肚子上的肉是松的。
一层一层叠着,像揉皱的旧报纸。
我习惯了。
六十二岁嘛,能怎样?小区里那些同龄的老太太,跳广场舞跳得欢,可衣服一撩,谁的肚子不是堆在那儿。我自己倒不嫌弃自己,但那天体检完,医生拿着报告单看了又看,抬头看我一眼,又低头看报告。
“阿姨,您这肠道状态,真不错。”
他推了推眼镜,手指点在报告单上那几行我看不懂的数据上。
“肠壁光滑,蠕动功能良好,腹腔脂肪也控制得很好,比很多四十多岁的人都强。您平时有什么特别的保养方法吗?”
我愣了一下。
保养方法?
我想了想,有点不好意思:“就……揉肚子,算不算?”
医生眼睛亮了。
“揉腹?坚持多久了?”
“五年吧。”
“每天晚上睡觉前揉?”
“对。”
他放下报告单,冲我竖起大拇指。
“阿姨,您这个习惯太好了。您知道吗,腹部是人体第二个大脑,肠道菌群、腹腔血液循环、内脏功能,全跟它有关系。您这五年坚持下来,体检数据就是最好的证明。”
我笑了笑。
心里头有点发酸。
五年了,这个习惯是怎么养成的,只有我自己知道。
不是因为我有多讲究养生。
是因为那年,我五十七岁,差点没过去。
五年前,我五十七岁,刚退休两年。
老伴儿老周比我大五岁,那会儿已经退了好几年了,天天在家待着。我们俩住的是老小区,六楼,没电梯,上下全靠腿。老周不爱动,退休后更不爱动,天天窝在沙发上看电视,茶几上摆着烟灰缸,烟一根接一根地抽,抽得满屋子都是味儿。
我说过他多少回了,没用。
他脾气倔,说急了就瞪眼。
“抽一辈子了,现在让我戒?你不如让我别活了。”
我不想跟他吵,吵了也没用。
那时候我身体开始出毛病。
先是便秘,好几天上不了一次厕所,肚子胀得跟鼓似的,硬邦邦的,按一下都疼。然后开始失眠,躺床上翻来覆去睡不着,脑子里乱糟糟的,想些有的没的。
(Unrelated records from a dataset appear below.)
PR #99, opened 2017-09-05
Added EXT_texture_mirror_clamp_to_edge extension

Groovounet:
OpenGL ES is missing an extension to expose MIRROR_CLAMP_TO_EDGE texture wrap mode.

### DIFF
--- a/extensions/EXT/EXT_texture_mirror_clamp_to_edge.txt
+++ b/extensions/EXT/EXT_texture_mirror_clamp_to_edge.txt
@@ -25,8 +25,8 @@ Status
 
 Version
 
-    Last Modified Date: September 4, 2017
-    Revision 1
+    Last Modified Date: September 7, 2017
+    Revision 2
 
 Number
 
@@ -34,7 +34,7 @@ Number
 
 Dependencies
 
-    OpenGL ES 3.0 is required.
+    OpenGL ES 2.0 is required.
 
     This extension is written against the OpenGL ES 3.2 Specification.
 
@@ -103,6 +103,17 @@ Errors
     TEXTURE_WRAP_T, or TEXTURE_WRAP_R parameter is set to REPEAT,
     MIRRORED_REPEAT, or MIRROR_CLAMP_TO_EDGE.
 
+Dependencies on EXT_texture3D or equivalent
+
+    If EXT_texture3D or equivalent functionality is not implemented,
+    then the references to clamping of 3D textures in this file are
+    invalid, and references to TEXTURE_WRAP_R should be ignored.
+
+Dependencies on OpenGL ES 3.0 or equivalent
+
+    If OpenGL ES 3.0 or equivalent is not supported, then ignore all
+    references to sampler objects and SamplerParameter* functions.
+
 New State
 
     Only the type information changes for these parameters:
@@ -138,7 +149,10 @@ Issues
 
 Revision History
 
-    Revision 1, September 5, 2017 (criccio)
+    Revision 2 - September 7, 2017 (criccio)
+    - Require OpenGL ES 2.0 instead of OpenGL ES 3.0
+
+    Revision 1 - September 5, 2017 (criccio)
     - Initial EXT version based on ARB_texture_mirror_clamp_to_edge
 
 
--- a/extensions/EXT/EXT_texture_mirror_clamp_to_edge.txt
+++ b/extensions/EXT/EXT_texture_mirror_clamp_to_edge.txt
@@ -138,14 +138,7 @@ New Implementation Dependent State
 
 Issues
 
-    1. Should we include MIRROR_CLAMP for compatibility profiles?
-    What about MIRROR_CLAMP_TO_BORDER? (And more importantly can all
-    vendors support it?)
-
-    RESOLVED. No. Some vendors stated that they can't support
-    MIRROR_CLAMP_TO_BORDER and MIRROR_CLAMP (although it's not clear if
-    they'd ever ship a compatibility profile with this extension), but
-    regardless we'll leave them out of this extension.
+    None
 
 Revision History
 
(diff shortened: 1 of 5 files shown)


TobiasHector:
Is anyone actually exposing this, or planning on doing so? I don't see it on http://opengles.gpuinfo.org/gles_extensions.php. As a general rule of thumb, I don't think we should take extensions into the ES registry without at least one implementer signing up to do it. I mean we can, I'm just not sure what the point would be other than to confuse the ecosystem by implying something is supported when it's not?

I guess I'll put this on the next WG telecon agenda, and we'll see if anyone wants to sign up/comment.

Groovounet:
I am actually just hoping to get vendor onboard with this. Considering that https://vulkan.gpuinfo.org/listreports.php?extension=VK_KHR_sampler_mirror_clamp_to_edge is largely supported, I have good hopes.

ianromanick:
I'd be in favor of removing the ES 3.0 requirement.  I believe we have some GPUs that support GL_ARB_mirror_clamp_to_edge that only do ES 2.0.  That means an interaction section would need to be added that says, "If OpenGL ES 3.0 or GL_OES_texture3D is not supported, remove references to TEXTURE_WRAP_R."

Maybe this could replace the copy-and-paste issue about compatibility profile. :)

Groovounet:
Hi Ian,

I updated the extension proposal to require OpenGL ES 2.0 instead of OpenGL ES 3.0 and removed the copy pasted issue.

Thanks,
Christophe

extensions/EXT/EXT_texture_mirror_clamp_to_edge.txt
```diff
@@ -0,0 +1,151 @@
...
+Number
+
+    ES Extension #291
+
+Dependencies
+
+    OpenGL ES 2.0 is required.
+
+    This extension is written against the OpenGL ES 3.2 Specification.
+
```
dgkoch: This extension interacts with OES_texture_3D. 

This extension interacts with OpenGL ES 3.0.

This extension interacts with OpenGL ES 3.2.

extensions/EXT/EXT_texture_mirror_clamp_to_edge.txt
```diff
@@ -0,0 +1,151 @@
...
+    None
+
+Errors
+
+    The error INVALID_ENUM is generated when TexParameter* is called
+    with a target of TEXTURE_RECTANGLE and the TEXTURE_WRAP_S,
+    TEXTURE_WRAP_T, or TEXTURE_WRAP_R parameter is set to REPEAT,
+    MIRRORED_REPEAT, or MIRROR_CLAMP_TO_EDGE.
+
+Dependencies on EXT_texture3D or equivalent
```
dgkoch: OES_texture_3D (EXT_texture3D is an GL extension, not ES).

extensions/EXT/EXT_texture_mirror_clamp_to_edge.txt
```diff
@@ -0,0 +1,151 @@
...
+GLX Protocol
+
+    None
+
+Errors
+
+    The error INVALID_ENUM is generated when TexParameter* is called
+    with a target of TEXTURE_RECTANGLE and the TEXTURE_WRAP_S,
+    TEXTURE_WRAP_T, or TEXTURE_WRAP_R parameter is set to REPEAT,
+    MIRRORED_REPEAT, or MIRROR_CLAMP_TO_EDGE.
```
dgkoch: This error is not applicable for ES (no TEXTURE_RECTANGLE target).

extensions/EXT/EXT_texture_mirror_clamp_to_edge.txt
```diff
@@ -0,0 +1,151 @@
...
+
+    If EXT_texture3D or equivalent functionality is not implemented,
+    then the references to clamping of 3D textures in this file are
+    invalid, and references to TEXTURE_WRAP_R should be ignored.
+
+Dependencies on OpenGL ES 3.0 or equivalent
+
+    If OpenGL ES 3.0 or equivalent is not supported, then ignore all
+    references to sampler objects and SamplerParameter* functions.
+
```
dgkoch: Add: 
Dependencies on OpenGL ES 3.2 or equivalent

If OpenGL ES 3.2 or equivalent is not supported, then ignore all references to the TexParameterI* and SamplerParameterI* functions.

extensions/Makefile
```diff
@@ -17,7 +17,7 @@
 
 # python3 is required. Sorry, python2 dudes.
 
-PYTHON = python3
+PYTHON = python
```
dgkoch: I don't think this change should be included.

extensions/EXT/EXT_texture_mirror_clamp_to_edge.txt
```diff
@@ -0,0 +1,157 @@
...
+    Daniel Koch
+
+Notice
+
+    Copyright (c) 2017 The Khronos Group Inc. Copyright terms at
+        http://www.khronos.org/registry/speccopyright.html
+
+Status
+
+    Draft on September 7, 2017.
```
dgkoch: Did you mean to switch this to Draft?

dgkoch:
Looks good otherwise (and including the header changes).

Groovounet:
Erm, when I do "make" in the "extensions" directory it tells me "nothing to be done for 'all'". So the PHP files are not generated. Am I missing something?

extensions/EXT/EXT_texture_mirror_clamp_to_edge.txt
Groovounet: I mean it but fixed. 
Probably I should have post it for review as draft :D

oddhack:
@Groovounet it looks to me like the 'extensions' directory is up to date, which is why nothing happens - the generated PHP file is already current with registry.py, and part of the PR diff. Maybe you did it earlier and forgot?

dgkoch:
LGTM now. @oddhack please go ahead and merge this now.

I think the headers will still need to be re-generated after this is accepted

有时候想年轻时候的事,想我当年在厂里上班的日子,想我爹妈还在的时候,想我儿子小时候的样子。
想着想着,天就亮了。
白天没精神,浑身没劲儿,脸色蜡黄,嘴唇发白。老周看我这样,也不多问,就说一句“你上医院看看呗”,然后继续看他的电视。
我自己去了社区医院,医生说是肠胃功能紊乱,开了点药,吃了一阵子,好是好了点,但药一停又犯。后来换了个医生,那医生是个四十多岁的女的,说话挺实在。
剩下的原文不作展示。